__YOUR GOAL__.
Lines with the word "opened": copy all of them from the entries below.

__DATA FOR ANALYSIS__.
PR #8014, opened 2024-08-29
feat: projects onboarding metrics

kwasniew:
## About the changes

Project onboarding metrics calculated from the project created time

### DIFF
--- a/src/lib/features/onboarding/onboarding-read-model-type.ts
+++ b/src/lib/features/onboarding/onboarding-read-model-type.ts
@@ -9,6 +9,17 @@ export type InstanceOnboarding = {
     firstLive: number | null;
 };
 
+/**
+ * All the values are in minutes
+ */
+export type ProjectOnboarding = {
+    project: string;
+    firstFeatureFlag: number | null;
+    firstPreLive: number | null;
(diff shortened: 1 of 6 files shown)


src/lib/features/onboarding/onboarding-read-model-type.ts
```diff
@@ -9,6 +9,17 @@ export type InstanceOnboarding = {
...
+export type ProjectOnboarding = {
+    project: string;
+    firstFeatureFlag: number | null;
+    firstPreLive: number | null;
+    firstLive: number | null;
+};
+
 export interface IOnboardingReadModel {
     getInstanceOnboardingMetrics(): Promise<InstanceOnboarding>;
+    getProjectsOnboardingMetrics(): Promise<Array<ProjectOnboarding>>;
```
sjaanus, line 24: Why Array instead of [], what we usually have.

sjaanus (approved):

src/lib/features/onboarding/onboarding-read-model-type.ts
kwasniew: I use both. I can fix in the next PR

PR #8017, opened 2024-08-29
chore: strip +main from package version

gastonfournier:
This is not needed anymore as we are not publishing to npm from main.


daveleek (approved):
Great! :shipit:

__RESPONSE__.
PR #8014, opened 2024-08-29
PR #8017, opened 2024-08-29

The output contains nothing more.